Task description: Work out the number of lines below containing the word "EntityMetadataChanged" and give nothing besides it.

*** Opening of Records for this exercise ***

PR #2721, opened 2026-05-07
Added SteamOS support for starting servers

Measurity:
If user doesn't have `~/.dotnet/dotnet` binary, following error will be shown:
image

### DIFF
--- a/Nitrox.Launcher/GlobalStatic.cs
+++ b/Nitrox.Launcher/GlobalStatic.cs
@@ -1,5 +1,6 @@
 using System;
 using System.IO;
+using System.Threading;
 using Avalonia.Controls;
 using Nitrox.Model.Platforms.OS.Shared;
 
@@ -7,6 +8,9 @@ namespace Nitrox.Launcher;
 
 internal static class GlobalStatic
 {
+    private const string SERVER_FILE_NAME_NO_EXT = "Nitrox.Server.Subnautica";
+    private static long isSteamOs = -1;
+
     public static bool IsDesignMode => Design.IsDesignMode;
 
     /// <inheritdoc cref="ProcessEx.OpenUri" />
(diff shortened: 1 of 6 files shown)


Nitrox.Launcher/GlobalStatic.cs
```diff
@@ -44,13 +48,51 @@ public static bool TryDeleteDirectory(string directory, bool recursive = false)
...
+    public static string GetServerFileName()
     {
-        string serverExeName = "Nitrox.Server.Subnautica.exe";
-        if (!OperatingSystem.IsWindows())
+        if (OperatingSystem.IsWindows())
+        {
+            return $"{SERVER_FILE_NAME_NO_EXT}.exe";
+        }
+
+        return SERVER_FILE_NAME_NO_EXT;
```
Coding-Hen, line 58: Unless I'm missing something aren't these returning the same value? Unless the windows one is wrapped in "

Nitrox.Launcher/GlobalStatic.cs
```diff
@@ -44,13 +48,51 @@ public static bool TryDeleteDirectory(string directory, bool recursive = false)
...
+    }
+
+    public static string GetServerProcessName()
+    {
+        // On Steam Deck, server process name is "dotnet" as it's started through command line.
+        if (IsSteamOs())
```
Coding-Hen, line 64: Is it worth us maybe breaking these out like with the finders so different os can be separated logic rather than all together, then we have easier time adding new/different os flavours if needed

Nitrox.Launcher/GlobalStatic.cs
Measurity: The windows one returns with `.exe` appended. On Linux there's no extension on the executable so it returns the `_NO_EXT` constant value as is.

Nitrox.Launcher/GlobalStatic.cs
Measurity: I don't have anything planned with lots of platforms in this logic. I'll favor keeping it simple to avoid premature API design.

Nitrox.Launcher/GlobalStatic.cs
```diff
@@ -1,12 +1,16 @@
...
 using System.IO;
+using System.Threading;
 using Avalonia.Controls;
 using Nitrox.Model.Platforms.OS.Shared;
 
 namespace Nitrox.Launcher;
 
 internal static class GlobalStatic
 {
+    private const string SERVER_FILE_NAME_NO_EXT = "Nitrox.Server.Subnautica";
```
Jannify, line 11: Would it make sense to use nameof(Server Assembly)?

Nitrox.Launcher/GlobalStatic.cs
```diff
@@ -44,13 +48,51 @@ public static bool TryDeleteDirectory(string directory, bool recursive = false)
...
+
+        return SERVER_FILE_NAME_NO_EXT;
+    }
+
+    public static string GetServerProcessName()
+    {
+        // On Steam Deck, server process name is "dotnet" as it's started through command line.
+        if (IsSteamOs())
+        {
+            return "dotnet";
```
Jannify, line 66: Won't this result in the behaviour that every dotnet application/application started through dotnet is treated as a Nitrox server?

Nitrox.Launcher/GlobalStatic.cs
Coding-Hen: I think maybe keep it this way for the moment then and in future if we add more we can break this out

Coding-Hen (approved):
LGTM CW

Nitrox.Model/Helper/NitroxUser.cs
```diff
@@ -221,4 +214,34 @@ public static string? AssetsPath
...
+                homePath = Environment.GetEnvironmentVariable("HOME");
+            }
+            if (!Directory.Exists(homePath))
+            {
+                throw new DirectoryNotFoundException("User home directory does not exist or is inaccessible");
+            }
+            if (string.IsNullOrWhiteSpace(homePath))
+            {
+                throw new InvalidOperationException("User home directory is not given by the operating system");
+            }
```
Jannify, line 237: Shouldn't this check be moved above the other?

Jannify (commented):
😢

Nitrox.Launcher/GlobalStatic.cs
Measurity: Yes, however it also checks for process id in cases where this is used.

Nitrox.Launcher/GlobalStatic.cs
Measurity: There are [tools](https://github.com/amis92/csharp-source-generators#statically-typed-resources--configurations) to generate this for us. I think we should implemented this everywhere in a separate PR.

Nitrox.Model/Helper/NitroxUser.cs
Measurity: I'll ask Ninja to move this code up.

PR #2723, opened 2026-05-09
Avalonia 12

dartasen:
https://github.com/AvaloniaUI/Avalonia/releases

## TODO
- [ ] Wait for Avalonia to fix our "Notifcations" tab tooltip appearing as a top-left white box on screen.
- [ ] Fix SVG icons appearing black in UI (should be themed as white by default)


Nitrox.Model/Platforms/OS/Shared/ProcessEx.cs
```diff
@@ -233,7 +233,7 @@ public static IEnumerable<T> GetProcessesByName<T>(string procName, Func<Process
             try
             {
                 result = selector(procEx);
-                if (result is not Process or ProcessEx)
+                if (result is not Process)
```
Measurity: We can remove this function anyway as it's not used.

Though `ProcessEx` cannot inherit `Process` so I think the two checks were necessary before.

Nitrox.Launcher/App.axaml.cs
```diff
@@ -41,7 +37,7 @@ internal class App : Application
     public static App Instance;
 
     /// <summary>
-    ///     If true, allows duplicate instances of the app to be active.
+    /// If true, allows duplicate instances of the app to be active.
     /// </summary>
     internal static bool allowInstances;
```
Measurity, line 42: We should decide on which style of code doc we want, with tabs or no because right now my IDE is configured with tabs.

Nitrox.Launcher/ViewModels/Abstract/IServerViewModel.cs
```diff
@@ -0,0 +1,6 @@
+namespace Nitrox.Launcher.ViewModels.Abstract;
+
+/// <summary>
+///     Marker interface for view models that represent a server-related view, used for nav highlighting.
+/// </summary>
+internal interface IServerViewModel;
```
Measurity, line 6: Nice one :)

Nitrox.Launcher/Views/MainWindow.axaml
```diff
@@ -451,7 +356,6 @@
                                     HorizontalAlignment="Right"
                                     VerticalAlignment="Top">
                                     <Svg
-                                        Css="* { fill: #fff; stroke: #fff; }"
                                         Path="/Assets/Icons/close.svg"
                                         VerticalAlignment="Top"
                                         Width="10" />
```
Measurity, line 391: This SVG change makes notification icons look black:

Image

Nitrox.Launcher/Nitrox.Launcher.csproj
```diff
@@ -46,14 +43,16 @@
...
         </PackageReference>
+        <PackageReference Include="ServiceScan.SourceGenerator">
+            <PrivateAssets>all</PrivateAssets>
+            <IncludeAssets>runtime; build; native; contentfiles; analyzers; buildtransitive</IncludeAssets>
+        </PackageReference>
+        <PackageReference Include="Svg.Controls.Skia.Avalonia" />
+        <PackageReference Include="Xaml.Behaviors.Avalonia" />
     </ItemGroup>
     
     <!-- Temp fix for Avalonia 11.3 bug: https://github.com/AvaloniaUI/Avalonia/discussions/18971#discussioncomment-13533852 -->
```
Measurity: This workaround can be removed now, it's included by Avalonia nuget package.

Measurity (changes requested):

Nitrox.Launcher/Models/Converters/BitmapAssetValueConverter.cs
```diff
@@ -1,13 +1,13 @@
-﻿using System;
+using System;
 using System.Globalization;
 using Avalonia.Media.Imaging;
 using Nitrox.Launcher.Models.Utils;
 
 namespace Nitrox.Launcher.Models.Converters;
 
-public class BitmapAssetValueConverter : Converter<BitmapAssetValueConverter>
+public sealed class BitmapAssetValueConverter : Converter<BitmapAssetValueConverter>
```
Measurity: We can make all the converter classes `internal` as well.

Nitrox.Model/Platforms/OS/Shared/ProcessEx.cs
dartasen: Maybe a bug from an analyzer : 
image

Nitrox.Launcher/Assets/Icons/warning.svg
Measurity, line 1: I prefer keeping the fill color black so it's not invisible when viewing the file in a diff

dartasen:
On hold for now, waiting for at least 12.1. This version is too buggy atm

Measurity:
FYI: [Lastest Avalonia releases](https://github.com/AvaloniaUI/Avalonia/releases)

PR #2725, opened 2026-05-10
Fix oxygen tanks losing oxygen on reconnect

### LINKED ISSUE #2266: Oxygen tank is empty in inventory when reconnecting

misterbubb:
Fixes #2266

## Testing
1. Craft oxygen tank and equip it
2. Unequip it
3. Disconnect and reconnect
4. Verify tank retains oxygen value


Nitrox.Model.Subnautica/DataStructures/GameLogic/Entities/Metadata/OxygenMetadata.cs
```diff
@@ -0,0 +1,29 @@
...
+    }
+
+    public OxygenMetadata(float oxygenAvailable)
+    {
+        OxygenAvailable = oxygenAvailable;
+    }
+
+    public override string ToString()
+    {
+        return $"[OxygenMetadata OxygenAvailable: {OxygenAvailable}]";
```
Measurity: Use `nameof` to ease with future refactoring work

NitroxClient/GameLogic/Spawning/Metadata/Processor/OxygenMetadataProcessor.cs
```diff
@@ -0,0 +1,22 @@
...
+    {
+        Oxygen oxygen = gameObject.GetComponent<Oxygen>();
+
+        if (oxygen)
+        {
+            oxygen.oxygenAvailable = metadata.OxygenAvailable;
+        }
+        else
+        {
+            Log.Warn($"[OxygenMetadataProcessor] Could not find Oxygen component on {gameObject.name}");
```
Measurity: Use `nameof` to ease with future refactoring work

NitroxClient/GameLogic/Spawning/Metadata/Processor/OxygenMetadataProcessor.cs
```diff
@@ -0,0 +1,22 @@
...
+public class OxygenMetadataProcessor : EntityMetadataProcessor<OxygenMetadata>
+{
+    public override void ProcessMetadata(GameObject gameObject, OxygenMetadata metadata)
+    {
+        Oxygen oxygen = gameObject.GetComponent<Oxygen>();
+
+        if (oxygen)
+        {
+            oxygen.oxygenAvailable = metadata.OxygenAvailable;
+        }
```
Measurity: Invert if to turn it into a [Guard clause](https://en.wikipedia.org/wiki/Guard_(computer_science))

NitroxClient/MonoBehaviours/OxygenTankBroadcaster.cs
```diff
@@ -0,0 +1,89 @@
...
+
+    public void Update()
+    {
+        time += Time.deltaTime;
+
+        if (time >= BROADCAST_INTERVAL)
+        {
+            time = 0;
+            SyncOxygenTanks();
+        }
```
Measurity: Player oxygen is already synced so constantly updating the tank value isn't necessary. If we can sync the value when an oxygen tank is dropped or moved into a non-player inventory/container , this should be enough and save on CPU cycles.

Measurity (changes requested):

Measurity (changes requested):
Entity metadata updates now appear on every frame when playing with 2 players. Looks like oxygen add / remove are called too often and not just for oxygen tanks.

NitroxPatcher/Patches/Dynamic/Oxygen_AddOxygen_Patch.cs
```diff
@@ -0,0 +1,35 @@
...
+        {
+            return;
+        }
+
+        // Only sync if oxygen level changed by at least 1 unit (avoid spam from continuous small changes)
+        if (Math.Abs(Math.Floor(__instance.oxygenAvailable) - Math.Floor(__state)) > 0.0 &&
+            __instance.TryGetIdOrWarn(out NitroxId id))
+        {
+            Resolve<Entities>().EntityMetadataChanged(__instance, id);
+        }
```
Measurity: I think this is not the right way to sync the oxygen.

1. Doing a `GetComponent` every frame is to be avoided.
2. We're still updating the oxygen value more than necessary.

Oxygen tanks only change value when the player actively consumes it afaik. So we should find the place where the player unequips to oxygen tank and only then sync the latest value with the server.

Measurity (approved):
LGTM and works in game. No spammy network traffic either GJ!

Nitrox.Model.Subnautica/DataStructures/GameLogic/Entities/Metadata/EntityMetadata.cs
```diff
@@ -45,6 +45,7 @@ namespace Nitrox.Model.Subnautica.DataStructures.GameLogic.Entities.Metadata
     [ProtoInclude(86, typeof(GenericConsoleMetadata))]
     [ProtoInclude(87, typeof(BlueprintHandTargetMetadata))]
     [ProtoInclude(88, typeof(PrecursorDisableGunTerminalMetadata))]
+    [ProtoInclude(89, typeof(OxygenMetadata))]
```
dartasen, line 48: I think it should be added in world save unit tests

NitroxPatcher/Patches/Dynamic/Equipment_RemoveItem_Patch.cs
```diff
@@ -12,6 +13,13 @@ public static void Postfix(Equipment __instance, InventoryItem __result)
         if (__result != null)
         {
             Resolve<EquipmentSlots>().BroadcastUnequip(__result.item, __instance.owner);
+
+            // Sync oxygen tank metadata when unequipped
+            if (__result.item.TryGetComponent(out Oxygen oxygen) && 
+                __result.item.TryGetIdOrWarn(out NitroxId id))
+            {
+                Resolve<Entities>().EntityMetadataChanged(oxygen, id);
+            }
```
dartasen: Such code should be located in the Client imo, to avoid bloating patch code, what do you think ?

dartasen (approved):
Thank you 😄

Coding-Hen (approved):
LGTM CW

Issue #6, opened 2017-04-22
Plugin fails on missing kotlin-gradle-plugin dependency


jeremymailen:
with `build.gradle`:
```groovy
plugins {
    id 'org.jetbrains.kotlin.jvm' version '1.1.1'
    id 'org.jlleitschuh.gradle.ktlint' version '1.0.2'
}
```
`gradle tasks` fails with:
```
> Could not resolve all dependencies for configuration ':classpath'.
   > Could not find org.jetbrains.kotlin:kotlin-gradle-plugin:1.1.0-rc-91.
     Searched in the following locations:
         https://plugins.gradle.org/m2/org/jetbrains/kotlin/kotlin-gradle-plugin/1.1.0-rc-91/kotlin-gradle-plugin-1.1.0-rc-91.pom
         https://plugins.gradle.org/m2/org/jetbrains/kotlin/kotlin-gradle-plugin/1.1.0-rc-91/kotlin-gradle-plugin-1.1.0-rc-91.jar
     Required by:
         project : > gradle.plugin.org.jlleitschuh.gradle:ktlint-gradle:1.0.2
```
The problem goes away if you add this to the top of `build.gradle`:
```groovy
buildscript {
    repositories {
        maven { url 'http://dl.bintray.com/kotlin/kotlin-eap-1.1' }
    }
}
```
I'm a bit puzzled as to the cause since your `1.0.2` plugin appears to depend on kotlin `1.1.1` 🤔.

PR #7, opened 2017-04-23
Simplify kotlin dependencies

jeremymailen:
- Simplify the plugins used to build the plugin since they won't affect the plugin user
- Make plugin dependencies compileOnly since they need not become transitive dependencies for the plugin user
- switch to standard gradle 3.5 wrapper (which supports kotlin build scripts) to avoid kotlin version conflict

I believe it fixes https://github.com/JLLeitschuh/ktlint-gradle/issues/6
At least I was able to test it successfully locally against a kotlin 1.1.1 project with a groovy build script.


build.gradle.kts
```diff
@@ -1,40 +1,23 @@
...
-        maven { setUrl("https://plugins.gradle.org/m2/") }
-        mavenCentral()
-    }
-    dependencies {
-        classpath("org.jetbrains.kotlin:kotlin-gradle-plugin:$kotlin_version")
-        classpath("com.gradle.publish:plugin-publish-plugin:0.9.7")
-    }
+plugins {
+    id("org.jetbrains.kotlin.jvm").version("1.1.1")
+    id("com.gradle.plugin-publish").version("0.9.7")
```
JLLeitschuh: This actually works as an infix:
```kotlin
id("com.gradle.plugin-publish") version "0.9.7"
```
but this is also fine as it is.

build.gradle.kts
```diff
@@ -1,40 +1,23 @@
...
     mavenCentral()
 }
 
 dependencies {
-    compile(gradleApi())
-    compile(gradleScriptKotlinApi())
-    compile(kotlinModule("gradle-plugin"))
+    compileOnly(gradleApi())
+    compileOnly(gradleScriptKotlinApi())
+    compileOnly(kotlinModule("gradle-plugin"))
```
JLLeitschuh: Can you explain why these are not needed as transitive dependencies?

I honestly don't know.
Are you sure this will work correctly?

jeremymailen: I believe the user of the plugin will need to have a version of gradle which supports build script kotlin and also have the JetBrains kotlin plugin in order to use your plugin anyway. Keeping your specific dependency from becoming a transitive dependency is probably more flexible.

I'm not an expert on publishing gradle plugins, but it appeared what was happening was you had an older version of gradle wrapper and since it was used to build the published plugin it brought an older version of kotlin with it as a transitive dependency.

I can do some additional testing with other user project configurations to make sure.

JLLeitschuh: This is a good explanation. Thanks

JLLeitschuh:
Is this PR in a state where you are happy with me merging it? Is there anything else you would like to add?

jeremymailen:
Yep, looks good. I tested the plugin published to mavenLocal against a few different consuming project types (groovy and kotlin build scripts) and it worked in all cases.

I surprised to find it even worked against projects using the `com.zoltu.kotlin` `1.1.0` plugin instead of the new official JetBrains one and also projects using gradle 3.4.

Looking at the published pom generated before using `gradlew`:

and after:
```xml
<?xml version="1.0" encoding="UTF-8"?>
<project xsi:schemaLocation="http://maven.apache.org/POM/4.0.0 http://maven.apache.org/xsd/maven-4.0.0.xsd" xmlns="http://maven.apache.org/POM/4.0.0"
    xmlns:xsi="http://www.w3.org/2001/XMLSchema-instance">
  <modelVersion>4.0.0</modelVersion>
  <groupId>org.jlleitschuh.gradle</groupId>
  <artifactId>ktlint-gradle</artifactId>
  <version>1.0.2</version>
  <dependencies>
    <dependency>
      <groupId>org.jetbrains.kotlin</groupId>
      <artifactId>kotlin-gradle-plugin</artifactId>
      <version>1.1.0-rc-91</version>
      <scope>runtime</scope>
    </dependency>
  </dependencies>
</project>
```
seems to indicate the desired effect.
```xml
<?xml version="1.0" encoding="UTF-8"?>
<project xsi:schemaLocation="http://maven.apache.org/POM/4.0.0 http://maven.apache.org/xsd/maven-4.0.0.xsd" xmlns="http://maven.apache.org/POM/4.0.0"
    xmlns:xsi="http://www.w3.org/2001/XMLSchema-instance">
  <modelVersion>4.0.0</modelVersion>
  <groupId>org.jlleitschuh.gradle</groupId>
  <artifactId>ktlint-gradle</artifactId>
  <version>1.0.3</version>
</project>
```
Thanks for maintaining this plugin!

*** Close of Records for this exercise ***

Exercise answer: 2